======== Entries shown ========
PR #191, opened 2022-03-09
make iOS build fat lib

cynthiajoan:
***

***

### Type of Change
***

### DIFF
--- a/build_ios.sh
+++ b/build_ios.sh
@@ -16,8 +16,83 @@
 #
 # Builds and runs the tests, meant to be used on a bash environment.
 
+usage(){
+    echo "Usage: $0 [options]
+ options:
+   -b, build path              default: ios_unity
+   -s, source path             default: .
+   -p, framework platform      default: ${SUPPORTED_PLATFORMS[@]}
+   -a, framework architecture  default: ${SUPPORTED_ARCHITECTURES[@]}
+ example: 
+   build_scripts/ios/build.sh -b ios_build -s . -a arm64"
+}
+
+set -e
+
+readonly SUPPORTED_PLATFORMS=(device) # simulator) only support device arch for now
+readonly SUPPORTED_ARCHITECTURES="arm64;armv7" #;x86_64;i386" only support device arch for now
+#readonly DEVICE_ARCHITECTURES="arm64;armv7" only support device arch for now
+#readonly SIMULATOR_ARCHITECTURES="arm64;x86_64;i386" only support device arch for now
+
+# build default value
+buildpath="ios_unity"
+sourcepath="."
+platforms=("${SUPPORTED_PLATFORMS[@]}")
+
 # Enable utf8 output
 export LANG=en_US.UTF-8
+
+# check options
+IFS=',' # split options on ',' characters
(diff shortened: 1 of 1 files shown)


build_ios.sh
```diff
@@ -16,9 +16,84 @@
...
+buildpath="ios_unity"
+sourcepath="."
+platforms=("${SUPPORTED_PLATFORMS[@]}")
+
 # Enable utf8 output
 export LANG=en_US.UTF-8
 
+# check options
+IFS=',' # split options on ',' characters
+while getopts ":b:s:a" opt; do
```
a-maurice, line 47: I believe the colon needs to be after the letter, as it is a way of saying the previous letter has options that go with it.  Also, missing p and h.  Also, can you add a c like I did for the android one, that just gets passed to the cmake configure step directly?

build_ios.sh
```diff
@@ -42,23 +117,16 @@ CMAKE_OPTIONS="${CMAKE_OPTIONS} -DUNITY_ROOT_DIR=${UNITY_ROOT_DIR}"
...
 # Make a directory to work in (if doesn't exist)
-mkdir -p "$DIR"
+mkdir -p "$buildpath"
 
-pushd "$DIR"
+pushd "$buildpath"
 
   # Configure cmake with option value
-  cmake -DCMAKE_TOOLCHAIN_FILE=../cmake/unity_ios.cmake .. ${CMAKE_OPTIONS}
+  cmake -DCMAKE_TOOLCHAIN_FILE=${sourcepath}/cmake/unity_ios.cmake -DCMAKE_OSX_ARCHITECTURES=$SUPPORTED_ARCHITECTURES .. ${CMAKE_OPTIONS}
```
a-maurice, line 129: The .. means this is still assuming that the buildpath is one directory below the sourcepath.

build_ios.sh
cynthiajoan: Done

build_ios.sh
cynthiajoan: the buildpath is one directory below, move it to the front to be more clear.

build_ios.sh
```diff
@@ -16,9 +16,90 @@
...
+sourcepath="."
+platforms=("${SUPPORTED_PLATFORMS[@]}")
+cmake_extra=""
+
 # Enable utf8 output
 export LANG=en_US.UTF-8
 
+# check options
+IFS=',' # split options on ',' characters
+while getopts ":h:b:s:p:a:c" opt; do
```
a-maurice, line 49: This needs to be `hb:s:p:a:c:`

build_ios.sh
a-maurice: My concern is that buildpath is now a setting that can be passed in, so if the caller did something like "ios/x86", it would fail, because that is now 2 directories down. Maybe just a comment on the flag would be fine as well.

cynthiajoan: using ${sourcepath} to replace ".."

build_ios.sh
cynthiajoan: done

a-maurice (approved):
========
## Work request:
Once more, write out all of the entries above exactly.

## Written response:
PR #191, opened 2022-03-09
make iOS build fat lib

cynthiajoan:
***

***

### Type of Change
***

### DIFF
--- a/build_ios.sh
+++ b/build_ios.sh
@@ -16,8 +16,83 @@
 #
 # Builds and runs the tests, meant to be used on a bash environment.
 
+usage(){
+    echo "Usage: $0 [options]
+ options:
+   -b, build path              default: ios_unity
+   -s, source path             default: .
+   -p, framework platform      default: ${SUPPORTED_PLATFORMS[@]}
+   -a, framework architecture  default: ${SUPPORTED_ARCHITECTURES[@]}
+ example: 
+   build_scripts/ios/build.sh -b ios_build -s . -a arm64"
+}
+
+set -e
+
+readonly SUPPORTED_PLATFORMS=(device) # simulator) only support device arch for now
+readonly SUPPORTED_ARCHITECTURES="arm64;armv7" #;x86_64;i386" only support device arch for now
+#readonly DEVICE_ARCHITECTURES="arm64;armv7" only support device arch for now
+#readonly SIMULATOR_ARCHITECTURES="arm64;x86_64;i386" only support device arch for now
+
+# build default value
+buildpath="ios_unity"
+sourcepath="."
+platforms=("${SUPPORTED_PLATFORMS[@]}")
+
 # Enable utf8 output
 export LANG=en_US.UTF-8
+
+# check options
+IFS=',' # split options on ',' characters
(diff shortened: 1 of 1 files shown)


build_ios.sh
```diff
@@ -16,9 +16,84 @@
...
+buildpath="ios_unity"
+sourcepath="."
+platforms=("${SUPPORTED_PLATFORMS[@]}")
+
 # Enable utf8 output
 export LANG=en_US.UTF-8
 
+# check options
+IFS=',' # split options on ',' characters
+while getopts ":b:s:a" opt; do
```
a-maurice, line 47: I believe the colon needs to be after the letter, as it is a way of saying the previous letter has options that go with it.  Also, missing p and h.  Also, can you add a c like I did for the android one, that just gets passed to the cmake configure step directly?

build_ios.sh
```diff
@@ -42,23 +117,16 @@ CMAKE_OPTIONS="${CMAKE_OPTIONS} -DUNITY_ROOT_DIR=${UNITY_ROOT_DIR}"
...
 # Make a directory to work in (if doesn't exist)
-mkdir -p "$DIR"
+mkdir -p "$buildpath"
 
-pushd "$DIR"
+pushd "$buildpath"
 
   # Configure cmake with option value
-  cmake -DCMAKE_TOOLCHAIN_FILE=../cmake/unity_ios.cmake .. ${CMAKE_OPTIONS}
+  cmake -DCMAKE_TOOLCHAIN_FILE=${sourcepath}/cmake/unity_ios.cmake -DCMAKE_OSX_ARCHITECTURES=$SUPPORTED_ARCHITECTURES .. ${CMAKE_OPTIONS}
```
a-maurice, line 129: The .. means this is still assuming that the buildpath is one directory below the sourcepath.

build_ios.sh
cynthiajoan: Done

build_ios.sh
cynthiajoan: the buildpath is one directory below, move it to the front to be more clear.

build_ios.sh
```diff
@@ -16,9 +16,90 @@
...
+sourcepath="."
+platforms=("${SUPPORTED_PLATFORMS[@]}")
+cmake_extra=""
+
 # Enable utf8 output
 export LANG=en_US.UTF-8
 
+# check options
+IFS=',' # split options on ',' characters
+while getopts ":h:b:s:p:a:c" opt; do
```
a-maurice, line 49: This needs to be `hb:s:p:a:c:`

build_ios.sh
a-maurice: My concern is that buildpath is now a setting that can be passed in, so if the caller did something like "ios/x86", it would fail, because that is now 2 directories down. Maybe just a comment on the flag would be fine as well.

cynthiajoan: using ${sourcepath} to replace ".."

build_ios.sh
cynthiajoan: done

a-maurice (approved):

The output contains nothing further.